Arrancamos para Abel Tasman bien temprano. Contratamos una lancha que nos llevó a Anchorage, una de las tantas playas de Abel Tasman. El agua, turquesa, las arenas, doradas. Descansamos un rato en esa playa, una bahía con varios yates, kayaks y mucha vegetación.
El agua estaba bastante fría, pero igual dio para darse algún baño que otro. Al rato fuimos a la otra playa cercana Te Pukatea, preciosa como la primera. Era más chica y no había nadie, y aprovechamos para comer refuerzos de jamón y de postre, una banana.

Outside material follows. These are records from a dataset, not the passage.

PR #1397, opened 2025-10-27
Adds GIS filtering to stream consumers

antondalgren:
This pull request adds support for advanced geographical (GIS) filters to stream consumers in the AMQP module, allowing messages to be filtered based on spatial criteria such as radius, bounding box, and polygon. The implementation introduces a new `GISFilter` module, updates the filter parsing logic to handle new filter types, and refactors how filters are constructed from consumer arguments.

**GIS filtering support:**

* Introduced the `GISFilter` module (`src/lavinmq/amqp/stream/filters/gis.cr`) with support for spatial filters: radius, bounding box, and polygon. This includes data structures for points, bounding boxes, and polygons, as well as filter classes that implement the `StreamFilter` interface.

**Filter parsing refactor:**

* Refactored the filter parsing logic by adding `StreamFilter.from_arguments`, which parses all supported filters (including GIS filters) from consumer arguments, replacing the previous `validate_stream_filter` method.
* Updated `StreamConsumer` to use the new `StreamFilter.from_arguments` method for constructing the list of filters from frame arguments, simplifying and centralizing filter handling. [[1]](diffhunk://#diff-7c1b4ac936d0e8545ea22bf434ba350572b7e89879951ec29200ee9f512da1b3L45-R47) [[2]](diffhunk://#diff-7c1b4ac936d0e8545ea22bf434ba350572b7e89879951ec29200ee9f512da1b3L71-L96)

Specs and by publishing data to a stream with GPS coordinates in `x-geo-lat` and `x-geo-lon` and utilizing the different filters.

### DIFF
--- a/src/lavinmq/amqp/stream/filters/gis.cr
+++ b/src/lavinmq/amqp/stream/filters/gis.cr
@@ -3,7 +3,7 @@ require "./filter"
 
 module LavinMQ::AMQP
   # GIS filtering module for geographical data in stream queues.
-  # Provides PostGIS-like spatial operations for filtering messages based on coordinates.
+  # Provides spatial operations for filtering messages based on coordinates.
   module GISFilter
     EARTH_RADIUS_KM = 6371.0
 


antondalgren:
> Redundant distance calculations (src/lavinmq/amqp/stream/filters/gis.cr:47-64)
>
> Haversine distance calculation performs expensive trigonometric operations on every message
> No early exit optimizations or bounding box pre-filtering for radius checks

```  ⎿  GIS Filter Benchmark: Current vs Optimized Radius Filter
     ======================================================================

     Correctness Check:
     ----------------------------------------------------------------------
     Center point              - Current: true, Optimized: true ✓
     Inside radius (~6km)      - Current: true, Optimized: true ✓
     Outside radius (~32km)    - Current: true, Optimized: true ✓
     Boundary (~11km)          - Current: true, Optimized: true ✓

     Performance Benchmarks (10,000 messages per scenario):
     ----------------------------------------------------------------------

     Scenario 1: Mixed Distribution (33% inside, 33% outside, 33% boundary)
       current  35.06  ( 28.53ms) (± 1.06%)  3.23MB/op        fastest
     optimized  35.05  ( 28.53ms) (± 1.06%)  3.23MB/op   1.00× slower

     Scenario 2: Mostly Outside (90% outside, 10% inside)
       current  22.96  ( 43.56ms) (± 0.98%)  4.44MB/op        fastest
     optimized  22.79  ( 43.87ms) (± 0.99%)  4.44MB/op   1.01× slower

     Scenario 3: Mostly Inside (90% inside, 10% outside)
       current   1.35k (738.24µs) (± 1.17%)  938kB/op   1.01× slower
     optimized   1.37k (730.11µs) (± 1.37%)  938kB/op        fastest

     Scenario 4: All Boundary Points (all require haversine calculation)
       current   1.34k (745.33µs) (± 1.19%)  938kB/op   1.01× slower
     optimized   1.35k (738.47µs) (± 1.15%)  938kB/op        fastest

     ======================================================================
     Summary:
     - The optimized version uses bounding box pre-filtering
     - Bounding box checks are simple lat/lon comparisons (very fast)
     - Haversine calculation only runs if point is inside bounding box
     - Best performance gain when most points are outside the radius
     - Minimal overhead when points are near the boundary

∴ Thinking…

  Interesting! The benchmark results show that the optimization doesn't actually provide a meaningful performance improvement. In fact, the current implementation is slightly faster in
  some cases. The differences are all within the margin of error (1.00-1.01× difference).

  This is surprising, but actually makes sense when you think about it:

  1. The Point.from_headers call is the same in both implementations
  2. The bounding box checks add 4 extra comparisons before the haversine calculation
  3. Modern CPUs are very good at trigonometric operations, and the haversine calculation is already quite optimized in Crystal's Math library
  4. The overhead of the extra bounding box checks might actually be similar to or greater than just doing the haversine calculation

  This is a great example of why benchmarking is important - the "obvious" optimization doesn't always pan out in practice.
  ```
  
  I would rate this comment from Claude as not applicable?

**Comment by antondalgren** [comment]
>Inefficient polygon point-in-polygon algorithm (src/lavinmq/amqp/stream/filters/gis.cr:148-167)
>
>The ray casting algorithm has a division by zero vulnerability when pj.lon == pi.lon
>Line 159: `(pj.lat - pi.lat) * (point.lon - pi.lon) / (pj.lon - pi.lon)` will crash with division by zero
>The algorithm lacks proper handling of edge cases like points exactly on polygon edges

I have a testcase with vertical lines. Seems not applicable

**Comment by antondalgren** [comment]
>Missing validation in polygon filter parsing (src/lavinmq/amqp/stream/filters/gis.cr:235-263)
>
>Line 252: No validation that parsed lat/lon values are finite numbers
>Malformed arrays with non-numeric values could cause runtime crashes

Handled in constructor of `Point`....

**Comment by antondalgren** [comment]
>Unhandled coordinate parsing edge cases (src/lavinmq/amqp/stream/filters/gis.cr:266-277)

Don't see where this happens

**Comment by antondalgren** [comment]
> Missing type safety (src/lavinmq/amqp/stream/filters/gis.cr:245-255)
>
>Array iteration assumes point_field[0] and point_field[1] exist without bounds checking
>Could cause IndexError for malformed polygon point arrays

It's checked on the line above.

File: src/lavinmq/amqp/stream/filters/gis.cr [hunk 1]
```diff
@@ -0,0 +1,279 @@
...
+      end
+    end
+
+    class PolygonFilter
+      include StreamFilter
+
+      getter polygon : Polygon
+
+      def initialize(@polygon : Polygon)
+      end
```
spuun, line 191: What about creating a `BoundingBox` here which then can be used as a rough filter in `PolygonFilter#match?`? If the box contains the point, continue to check the polgon.

src/lavinmq/amqp/stream/filters/gis.cr
```diff
@@ -0,0 +1,279 @@
...
+          # Check if the edge crosses the ray from point to the right
+          # The first condition ensures pj.lon != pi.lon (no vertical edges)
+          if ((pi.lon > point.lon) != (pj.lon > point.lon)) &&
+             (point.lat < (pj.lat - pi.lat) * (point.lon - pi.lon) / (pj.lon - pi.lon) + pi.lat)
+            inside = !inside
+          end
+
+          j = i
+        end
+
```
kickster97: just nitpick, but it would be nice if we did not have this mny spaces between the code lines, its a bit harder to read 👼

src/lavinmq/amqp/stream/filters/filter.cr
```diff
@@ -1,5 +1,77 @@
...
+      filters = Array(StreamFilter).new
+
+      if stream_filter = arguments["x-stream-filter"]?
+        parse_stream_filter(stream_filter, filters)
+      end
+
+      parse_gis_filters(arguments, filters)
+
+      filters
+    end
```
kickster97, line 14: e.g. 😄 
```suggestion
    def self.from_arguments(arguments : AMQ::Protocol::Table) : Array(StreamFilter)
      filters = Array(StreamFilter).new
      if stream_filter = arguments["x-stream-filter"]?
        parse_stream_filter(stream_filter, filters)
      end
      
      parse_gis_filters(arguments, filters)
      filters
    end
```

src/lavinmq/amqp/stream/filters/gis.cr
```diff
@@ -0,0 +1,279 @@
...
+      def initialize(@center : Point, @radius_km : Float64)
+        raise ArgumentError.new("Radius must be positive") if @radius_km <= 0
+      end
+
+      def match?(headers : AMQP::Table) : Bool
+        msg_point = Point.from_headers(headers)
+        return false unless msg_point
+
+        center.distance_to(msg_point) <= radius_km
```
viktorerlingsson: I think we most often try to stick to this kind of style when doing nil-checks
```suggestion
        if msg_point = Point.from_headers(headers)
          return center.distance_to(msg_point) <= radius_km
        end
        false
```

src/lavinmq/amqp/stream/filters/gis.cr
antondalgren: Did a benchmark and it seems that it starts to provide most value when the polygon consists of >10 vertices

     ================================================================================
     SUMMARY: Performance Improvement (% faster with bbox pre-filter)
     ================================================================================
     Vertices | Mostly Outside | Mixed Distribution | Mostly Inside
     --------------------------------------------------------------------------------
            3 |     +1.79%     |    -10.10%     |     -5.40%
            5 |     +1.21%     |     -8.74%     |    -10.10%
           10 |     +1.42%     |     -4.59%     |     +4.98%
           20 |     +1.21%     |     +5.73%     |     -2.57%
           50 |     +1.74%     |     +8.80%     |     +2.13%
          100 |     +2.36%     |    +17.34%     |     +6.51%
          200 |     +1.39%     |    +23.12%     |     +9.92%
          500 |     +2.28%     |    +26.37%     |     +8.96%
     ================================================================================

     Analysis:
     - Positive % means optimized version is faster
     - Negative % means current version is faster (bbox overhead not worth it)
     - Look for the vertex count where optimization becomes consistently positive
     - 'Mostly Outside' scenario should benefit most from bbox pre-filtering

antondalgren: Claude's conclusion seems that at around 50 points its worth adding a bounding box. So will go with that, but happy to alter it

src/lavinmq/amqp/stream/filters/gis.cr
```diff
@@ -0,0 +1,291 @@
...
+      def to_s(io : IO)
+        io << "BoundingBox(lat=" << @min_lat << ".." << @max_lat
+        io << ", lon=" << @min_lon << ".." << @max_lon << ")"
+      end
+    end
+
+    # Represents a polygon as an array of points
+    struct Polygon
+      getter points : Array(Point)
+      getter bbox : BoundingBox | Nil
```
spuun:
```suggestion
      getter bbox : BoundingBox?
```

src/lavinmq/amqp/stream/filters/gis.cr
```diff
@@ -0,0 +1,291 @@
...
+
+    # Helper to convert AMQ::Protocol::Field to Float64
+    def self.to_float64?(value : ::AMQ::Protocol::Field?) : Float64?
+      return nil unless value
+
+      case value
+      when Int32, Int64, Float32, Float64
+        value.to_f64
+      when String
+        value.to_f64?
```
spuun: Any reason to support `String`?

src/lavinmq/amqp/stream/filters/gis.cr
```diff
@@ -0,0 +1,291 @@
...
+      bbox = BoundingBox.new(min_lat, max_lat, min_lon, max_lon)
+      BoundingBoxFilter.new(bbox)
+    rescue ArgumentError
+      nil
+    end
+
+    # Parse polygon filter from consumer arguments
+    # Expected format: {"points": [[lat1, lon1], [lat2, lon2], ...]}
+    def self.parse_polygon_filter(value : ::AMQ::Protocol::Field) : PolygonFilter?
+      return nil unless value.is_a?(::AMQ::Protocol::Table)
```
spuun: Dunno, but it feels odd to accept `Field` then validate that it's a `Table` and return nil for invalid type?
Why not type `value` as `Table` and force the caller to pass the correct type?

src/lavinmq/amqp/stream/filters/gis.cr
```diff
@@ -0,0 +1,291 @@
...
+
+      points_field = value["points"]?
+      return nil unless points_field.is_a?(Array)
+
+      points = [] of Point
+      points_field.each do |point_field|
+        next unless point_field.is_a?(Array)
+        next unless point_field.size == 2
```
spuun: Here an invalid value is "ignored", but in other places we fail (like below if lat or lon is nil). Shouldn't we fail here too?

src/lavinmq/amqp/stream/filters/gis.cr
spuun: How did you (or claude) benchmark it? 

Shouldn't the "mostly outside" always perform better than "mixed"? 🤔

antondalgren:
> Any reason you chose to return nil instead of raising exceptions for invalid values?
> 
> If we raise instead of returning nil we can get rid of a lot of nil checks and code like
> 
> ```crystal
>         lat = headers["x-geo-lat"]?
>         lon = headers["x-geo-lon"]?
>         return nil unless lat && lon
> 
>         lat_f = GISFilter.to_float64?(lat)
>         lon_f = GISFilter.to_float64?(lon)
>         return nil unless lat_f && lon_f
> 
>         Point.new(lat_f, lon_f)
> ```
> 
> can probably be just (if we decide to not support strings)
> 
> ```crystal
>         lat_f = headers["x-geo-lat"].as(Number).to_f64
>         lon_f = headers["x-geo-lon"].as(Number).to_f64
> 
>         Point.new(lat_f, lon_f)
> ```
> 
> If we want to support strings we can probably create an alias and do something like
> 
> ```crystal
>        alias LatLongType = Int32 | Int64 | Float32 | Float64 | String
> 
>         lat_f = headers["x-geo-lat"].as(LatLongType).to_f64
>         lon_f = headers["x-geo-lon"].as(LatLongType).to_f64
> 
>         Point.new(lat_f, lon_f)
> ```
> 
> Rescuing these exceptions and pass them as cause to `PreconditionFailed` will give a nice backtrace all the way to where the initial exceptions was raised.

This would result in us raising errors if a message inside the stream doesn't have the `x-geo-lat` or `x-geo-lon`. I don't think that is a good solution! It's better to return nil. I would assume nil checks are cheaper than raises since we don't have to jump around in the callstack?

spuun:
> This would result in us raising errors if a message inside the stream doesn't have the `x-geo-lat` or `x-geo-lon`. I don't think that is a good solution! It's better to return nil. I would assume nil checks are cheaper than raises since we don't have to jump around in the callstack?

Right, this is headers from the message 🤦

src/lavinmq/amqp/stream/filters/filter.cr
```diff
@@ -1,5 +1,81 @@
...
+          parse_stream_filter(f, filters)
+        end
+      when Nil
+        # noop
+      else
+        raise LavinMQ::Error::PreconditionFailed.new("x-stream-filter must be a string, table, or array")
+      end
+    end
+
+    private def self.parse_gis_filters(arguments : AMQ::Protocol::Table, filters)
```
viktorerlingsson: I've been thinking about the naming/structure of filters, and I think these geo filters should be defined within the same `x-stream-filter` argument as existing filters. IMO that would make it easier to understand how things are connected, especially when one uses `x-filter-match-type`. If the geo filters are outside of `x-stream-filters`, I don't think it's very obvious what happens in this scenario for example. Like why do we filter on `x-stream-filter` and `x-geo-within-radius`, but not `x-foo`? 
```
{
	"x-stream-filter": {
        "app": "my-app"
    },
	"x-geo-within-radius": {
        "lat": lat,
        "lon": lon,
        "radius_km": radius,
     },
	"x-foo": "bar"
    "x-filter-match-type": "all"
}
```
That's more obvious if defined like this I think: 
```
{
	"x-stream-filter": {
        "app": "my-app",
		"geo-within-radius": {
			"lat": lat,
			"lon": lon,
			"radius_km": radius,
		},
    },
	"x-foo": "bar"
    "x-filter-match-type": "all"
}
```

antondalgren: Sounds like a good approach to me!

src/lavinmq/amqp/stream/filters/filter.cr
```diff
@@ -1,5 +1,68 @@
 module LavinMQ::AMQP
   module StreamFilter
     abstract def match?(headers : AMQP::Table) : Bool
+
+    # Parse all filters from consumer arguments
+    def self.from_arguments(arguments : AMQ::Protocol::Table) : Array(StreamFilter)
+      filters = Array(StreamFilter).new
```
viktorerlingsson, line 7: I think `@filters` on a stream_consumer should be nilable and default to nil, that would save an array allocation when no filters are used (which I think is the most used path). So this should then return nil if there are no filters.

antondalgren: I think that should be another issue and not a blocker for this.

viktorerlingsson: Sure!👍

src/lavinmq/amqp/stream/filters/gis.cr
```diff
@@ -0,0 +1,269 @@
+require "amq-protocol"
+require "./filter"
+
+module LavinMQ::AMQP
+  # GIS filtering module for geographical data in stream queues.
+  # Provides PostGIS-like spatial operations for filtering messages based on coordinates.
```
viktorerlingsson: Very nitpick-y but I don't think we should mention other products unless absolutely needed 🙂 

```suggestion
  # Provides spatial operations for filtering messages based on coordinates.
```

viktorerlingsson (approved):
LGTM! Nice job👍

A mi me sorprendieron estas playas, no pensaba que Nueva Zelanda tuviera playas tan bonitas. Hay que aprender de cómo las cuidan los neocelandeses, convirteron a Abel Tasman en un parque nacional. Nada se puede construir, hay lugares para acampar, pero por un período máximo de dos días. Tienen todo un sistema de lanchas, taxis acuáticos y cruceros organizados para los turistas, que son bárbaros pero caros. Hay muchas playas más al norte pero para llegar hay que pagar por un traslado o caminar y caminar. Conocimos la primera parte de Abel Tasman, y para volver tuvimos que hacer un trekking por los morros de cuatro horas. Si llegás bien al norte podés pasarte varios días caminando para volver a Marahau, el punto de partida. Llegamos liquidados, y teníamos que hacer al menos cuatro horas hacia el sur, ya que al menos ocho horas nos separaban de Christchurch, donde debíamos devolver la casa rodante al día siguiente, antes de las cuatro.